• [Your goal]:
If a line in the records contains the string "right", show that line.

• [Data excerpts]:
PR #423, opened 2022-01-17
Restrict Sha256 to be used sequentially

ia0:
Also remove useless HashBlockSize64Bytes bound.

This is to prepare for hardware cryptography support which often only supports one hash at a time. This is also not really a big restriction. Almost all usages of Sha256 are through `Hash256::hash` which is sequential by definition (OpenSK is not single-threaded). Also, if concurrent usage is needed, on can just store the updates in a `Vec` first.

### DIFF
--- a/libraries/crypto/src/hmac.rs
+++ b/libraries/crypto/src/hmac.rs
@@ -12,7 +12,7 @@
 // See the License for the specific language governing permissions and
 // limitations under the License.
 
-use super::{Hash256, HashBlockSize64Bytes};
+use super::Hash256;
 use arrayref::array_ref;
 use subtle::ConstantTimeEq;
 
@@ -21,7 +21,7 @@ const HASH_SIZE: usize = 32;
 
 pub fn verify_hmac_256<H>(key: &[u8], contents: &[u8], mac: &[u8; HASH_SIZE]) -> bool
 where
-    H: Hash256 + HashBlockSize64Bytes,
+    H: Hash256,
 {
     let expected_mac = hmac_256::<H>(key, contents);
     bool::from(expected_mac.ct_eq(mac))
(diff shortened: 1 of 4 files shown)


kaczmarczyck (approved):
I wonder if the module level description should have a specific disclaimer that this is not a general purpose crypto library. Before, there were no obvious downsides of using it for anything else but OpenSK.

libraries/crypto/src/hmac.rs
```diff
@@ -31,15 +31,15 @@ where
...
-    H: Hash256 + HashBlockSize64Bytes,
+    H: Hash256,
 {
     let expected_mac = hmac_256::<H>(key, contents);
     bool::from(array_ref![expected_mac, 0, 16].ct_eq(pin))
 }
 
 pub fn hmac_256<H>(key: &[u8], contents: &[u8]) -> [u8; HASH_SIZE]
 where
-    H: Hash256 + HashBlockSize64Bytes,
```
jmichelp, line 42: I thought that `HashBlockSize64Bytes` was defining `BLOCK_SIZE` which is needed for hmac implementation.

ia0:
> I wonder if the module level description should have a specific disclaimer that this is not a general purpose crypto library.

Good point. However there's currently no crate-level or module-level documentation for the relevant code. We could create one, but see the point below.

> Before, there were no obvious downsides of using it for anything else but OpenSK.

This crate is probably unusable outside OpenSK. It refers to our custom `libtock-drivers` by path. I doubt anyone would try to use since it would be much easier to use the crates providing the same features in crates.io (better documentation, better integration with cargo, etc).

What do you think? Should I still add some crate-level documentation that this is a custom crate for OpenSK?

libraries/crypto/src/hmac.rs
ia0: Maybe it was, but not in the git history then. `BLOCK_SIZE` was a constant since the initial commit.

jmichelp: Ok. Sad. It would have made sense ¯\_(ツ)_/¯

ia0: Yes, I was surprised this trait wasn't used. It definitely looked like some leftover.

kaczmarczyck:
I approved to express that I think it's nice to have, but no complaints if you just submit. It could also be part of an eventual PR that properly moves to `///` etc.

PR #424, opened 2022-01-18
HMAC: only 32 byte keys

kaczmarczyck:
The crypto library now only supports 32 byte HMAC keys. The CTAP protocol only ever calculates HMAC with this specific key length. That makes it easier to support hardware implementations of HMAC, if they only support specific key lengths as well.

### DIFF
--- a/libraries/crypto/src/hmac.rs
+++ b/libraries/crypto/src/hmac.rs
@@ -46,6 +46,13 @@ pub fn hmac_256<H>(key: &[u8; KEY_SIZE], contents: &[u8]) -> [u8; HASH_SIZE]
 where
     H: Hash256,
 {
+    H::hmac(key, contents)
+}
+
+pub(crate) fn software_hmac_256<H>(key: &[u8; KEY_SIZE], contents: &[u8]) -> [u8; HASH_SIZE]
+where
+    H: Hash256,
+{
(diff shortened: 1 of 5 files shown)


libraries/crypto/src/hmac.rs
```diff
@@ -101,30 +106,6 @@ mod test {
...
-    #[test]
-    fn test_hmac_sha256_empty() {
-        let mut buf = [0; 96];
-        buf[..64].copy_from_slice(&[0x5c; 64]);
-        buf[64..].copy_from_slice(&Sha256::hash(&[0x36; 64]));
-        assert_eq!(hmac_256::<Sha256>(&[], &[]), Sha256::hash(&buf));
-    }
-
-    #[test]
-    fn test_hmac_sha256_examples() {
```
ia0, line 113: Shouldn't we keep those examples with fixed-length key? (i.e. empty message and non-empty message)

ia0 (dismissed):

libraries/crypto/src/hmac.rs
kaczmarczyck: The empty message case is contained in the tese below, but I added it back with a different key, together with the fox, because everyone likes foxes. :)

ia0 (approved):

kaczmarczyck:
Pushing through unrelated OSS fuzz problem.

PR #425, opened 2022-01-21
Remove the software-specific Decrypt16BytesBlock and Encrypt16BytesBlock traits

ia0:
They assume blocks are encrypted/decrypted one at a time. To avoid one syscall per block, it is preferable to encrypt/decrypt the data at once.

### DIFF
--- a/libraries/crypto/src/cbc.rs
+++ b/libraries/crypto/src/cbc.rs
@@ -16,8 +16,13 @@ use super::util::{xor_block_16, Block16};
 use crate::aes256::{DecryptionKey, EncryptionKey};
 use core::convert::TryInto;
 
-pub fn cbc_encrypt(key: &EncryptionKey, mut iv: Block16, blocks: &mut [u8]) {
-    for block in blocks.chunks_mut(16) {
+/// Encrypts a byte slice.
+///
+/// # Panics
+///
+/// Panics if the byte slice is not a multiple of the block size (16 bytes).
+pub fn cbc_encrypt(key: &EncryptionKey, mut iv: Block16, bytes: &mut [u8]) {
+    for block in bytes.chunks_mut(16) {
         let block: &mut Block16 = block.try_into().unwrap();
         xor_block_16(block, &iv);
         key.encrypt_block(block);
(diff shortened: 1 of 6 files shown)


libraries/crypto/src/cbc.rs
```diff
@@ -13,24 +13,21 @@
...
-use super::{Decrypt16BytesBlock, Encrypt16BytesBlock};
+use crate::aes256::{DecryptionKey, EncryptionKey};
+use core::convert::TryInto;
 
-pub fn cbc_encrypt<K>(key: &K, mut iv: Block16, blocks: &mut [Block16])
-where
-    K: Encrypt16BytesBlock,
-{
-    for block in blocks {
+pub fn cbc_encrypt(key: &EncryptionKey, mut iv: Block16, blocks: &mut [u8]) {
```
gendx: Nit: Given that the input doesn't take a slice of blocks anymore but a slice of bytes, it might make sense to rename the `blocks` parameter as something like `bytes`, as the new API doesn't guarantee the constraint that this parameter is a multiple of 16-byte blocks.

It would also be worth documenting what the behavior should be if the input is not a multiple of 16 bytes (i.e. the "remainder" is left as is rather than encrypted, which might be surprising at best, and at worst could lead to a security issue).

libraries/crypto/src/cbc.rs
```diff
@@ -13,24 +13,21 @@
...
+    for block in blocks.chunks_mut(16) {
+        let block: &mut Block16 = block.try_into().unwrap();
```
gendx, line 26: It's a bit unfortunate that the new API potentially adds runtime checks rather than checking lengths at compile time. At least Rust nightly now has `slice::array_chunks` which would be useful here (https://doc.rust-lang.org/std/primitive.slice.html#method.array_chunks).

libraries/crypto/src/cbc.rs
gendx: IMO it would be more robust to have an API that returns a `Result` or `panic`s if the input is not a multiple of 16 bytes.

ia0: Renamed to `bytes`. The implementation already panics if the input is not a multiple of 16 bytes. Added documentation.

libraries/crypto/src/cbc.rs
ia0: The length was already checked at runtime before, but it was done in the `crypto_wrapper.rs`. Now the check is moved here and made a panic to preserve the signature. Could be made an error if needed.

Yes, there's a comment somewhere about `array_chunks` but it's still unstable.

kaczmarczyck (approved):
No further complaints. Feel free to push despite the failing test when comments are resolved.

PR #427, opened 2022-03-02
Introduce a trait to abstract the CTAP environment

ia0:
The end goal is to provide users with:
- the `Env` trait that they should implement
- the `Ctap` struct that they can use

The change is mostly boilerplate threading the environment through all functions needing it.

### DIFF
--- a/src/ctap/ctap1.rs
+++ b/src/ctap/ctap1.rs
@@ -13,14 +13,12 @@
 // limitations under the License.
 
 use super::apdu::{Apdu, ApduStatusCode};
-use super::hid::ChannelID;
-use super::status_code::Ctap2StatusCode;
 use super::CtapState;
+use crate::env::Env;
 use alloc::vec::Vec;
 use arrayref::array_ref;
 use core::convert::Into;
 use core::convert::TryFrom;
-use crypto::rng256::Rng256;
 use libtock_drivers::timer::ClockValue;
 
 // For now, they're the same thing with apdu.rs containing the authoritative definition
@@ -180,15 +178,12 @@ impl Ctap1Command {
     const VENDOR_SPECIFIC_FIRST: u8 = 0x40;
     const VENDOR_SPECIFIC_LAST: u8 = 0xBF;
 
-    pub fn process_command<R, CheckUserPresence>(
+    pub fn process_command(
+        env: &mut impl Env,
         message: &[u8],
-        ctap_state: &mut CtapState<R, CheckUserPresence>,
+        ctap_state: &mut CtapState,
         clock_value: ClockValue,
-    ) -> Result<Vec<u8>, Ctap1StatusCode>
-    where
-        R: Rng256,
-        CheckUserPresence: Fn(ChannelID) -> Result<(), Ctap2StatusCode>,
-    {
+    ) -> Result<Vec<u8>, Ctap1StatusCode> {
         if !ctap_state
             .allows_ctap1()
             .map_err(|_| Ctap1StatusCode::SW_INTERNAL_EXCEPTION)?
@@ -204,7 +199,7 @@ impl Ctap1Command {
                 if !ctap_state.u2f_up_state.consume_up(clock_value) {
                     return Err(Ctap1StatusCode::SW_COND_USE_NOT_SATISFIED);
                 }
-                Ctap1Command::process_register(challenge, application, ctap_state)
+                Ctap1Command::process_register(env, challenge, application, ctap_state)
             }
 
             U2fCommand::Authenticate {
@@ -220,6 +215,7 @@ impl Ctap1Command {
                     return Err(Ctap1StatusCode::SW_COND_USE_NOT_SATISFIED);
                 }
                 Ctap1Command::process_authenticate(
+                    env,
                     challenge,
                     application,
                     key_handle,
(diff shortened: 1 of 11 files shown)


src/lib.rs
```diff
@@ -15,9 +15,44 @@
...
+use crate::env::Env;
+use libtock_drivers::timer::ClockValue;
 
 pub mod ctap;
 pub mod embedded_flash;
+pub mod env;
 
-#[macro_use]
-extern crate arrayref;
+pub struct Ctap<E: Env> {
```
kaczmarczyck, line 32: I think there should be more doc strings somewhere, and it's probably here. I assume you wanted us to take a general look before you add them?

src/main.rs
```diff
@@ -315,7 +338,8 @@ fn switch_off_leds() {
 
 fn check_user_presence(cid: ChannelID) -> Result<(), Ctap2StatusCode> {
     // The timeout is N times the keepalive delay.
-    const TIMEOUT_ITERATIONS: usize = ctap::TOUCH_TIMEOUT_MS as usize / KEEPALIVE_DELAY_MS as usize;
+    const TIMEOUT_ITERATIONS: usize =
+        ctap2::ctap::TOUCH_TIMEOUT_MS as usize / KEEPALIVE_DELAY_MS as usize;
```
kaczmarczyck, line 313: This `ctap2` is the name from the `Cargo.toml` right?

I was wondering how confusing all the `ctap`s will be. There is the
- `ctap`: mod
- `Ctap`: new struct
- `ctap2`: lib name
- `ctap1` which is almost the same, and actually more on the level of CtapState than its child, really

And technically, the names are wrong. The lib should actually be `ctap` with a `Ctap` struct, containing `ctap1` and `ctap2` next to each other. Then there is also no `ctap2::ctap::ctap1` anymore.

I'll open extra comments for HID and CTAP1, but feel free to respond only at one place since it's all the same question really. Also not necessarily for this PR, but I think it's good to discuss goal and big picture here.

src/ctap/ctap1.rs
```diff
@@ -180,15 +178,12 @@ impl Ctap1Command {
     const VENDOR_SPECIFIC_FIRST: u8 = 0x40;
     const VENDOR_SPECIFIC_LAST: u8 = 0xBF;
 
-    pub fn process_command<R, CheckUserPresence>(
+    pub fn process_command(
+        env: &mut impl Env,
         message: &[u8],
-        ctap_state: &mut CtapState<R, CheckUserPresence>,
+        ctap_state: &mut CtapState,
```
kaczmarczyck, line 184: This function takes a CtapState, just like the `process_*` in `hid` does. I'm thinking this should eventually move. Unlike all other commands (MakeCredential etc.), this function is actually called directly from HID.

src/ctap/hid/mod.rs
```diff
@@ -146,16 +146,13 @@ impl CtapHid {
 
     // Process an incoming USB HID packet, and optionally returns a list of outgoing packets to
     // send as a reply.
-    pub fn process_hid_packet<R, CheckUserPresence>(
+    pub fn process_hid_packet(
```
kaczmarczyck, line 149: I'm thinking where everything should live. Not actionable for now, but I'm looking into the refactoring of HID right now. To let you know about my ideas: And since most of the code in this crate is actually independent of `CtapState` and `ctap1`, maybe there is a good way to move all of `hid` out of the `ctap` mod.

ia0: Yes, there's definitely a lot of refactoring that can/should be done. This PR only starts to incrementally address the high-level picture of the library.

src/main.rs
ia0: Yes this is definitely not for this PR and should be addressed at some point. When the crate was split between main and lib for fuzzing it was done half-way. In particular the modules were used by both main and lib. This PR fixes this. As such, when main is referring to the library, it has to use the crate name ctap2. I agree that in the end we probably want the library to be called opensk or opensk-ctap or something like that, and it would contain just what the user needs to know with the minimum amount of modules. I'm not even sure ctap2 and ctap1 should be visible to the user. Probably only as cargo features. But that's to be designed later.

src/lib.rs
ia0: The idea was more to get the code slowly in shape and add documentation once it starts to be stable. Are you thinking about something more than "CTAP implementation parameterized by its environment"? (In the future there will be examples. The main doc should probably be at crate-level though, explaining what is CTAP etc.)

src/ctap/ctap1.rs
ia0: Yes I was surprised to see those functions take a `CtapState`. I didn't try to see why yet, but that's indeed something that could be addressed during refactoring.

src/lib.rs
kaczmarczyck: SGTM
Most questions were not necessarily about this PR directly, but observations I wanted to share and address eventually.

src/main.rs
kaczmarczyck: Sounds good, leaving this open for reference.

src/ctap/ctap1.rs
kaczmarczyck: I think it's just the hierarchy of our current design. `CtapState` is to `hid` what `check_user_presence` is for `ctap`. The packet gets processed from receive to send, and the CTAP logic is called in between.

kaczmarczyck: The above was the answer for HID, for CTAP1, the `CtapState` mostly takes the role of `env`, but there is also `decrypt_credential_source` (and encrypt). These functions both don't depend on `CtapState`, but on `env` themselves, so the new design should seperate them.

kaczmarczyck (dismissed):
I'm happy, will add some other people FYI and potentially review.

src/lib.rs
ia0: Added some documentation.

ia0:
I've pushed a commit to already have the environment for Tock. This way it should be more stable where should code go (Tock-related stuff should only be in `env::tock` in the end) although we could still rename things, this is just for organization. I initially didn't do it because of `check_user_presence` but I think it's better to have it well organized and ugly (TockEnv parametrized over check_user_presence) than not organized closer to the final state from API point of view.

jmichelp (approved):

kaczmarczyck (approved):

• [Task response]:
kaczmarczyck, line 313: This `ctap2` is the name from the `Cargo.toml` right?
kaczmarczyck, line 149: I'm thinking where everything should live. Not actionable for now, but I'm looking into the refactoring of HID right now. To let you know about my ideas: And since most of the code in this crate is actually independent of `CtapState` and `ctap1`, maybe there is a good way to move all of `hid` out of the `ctap` mod.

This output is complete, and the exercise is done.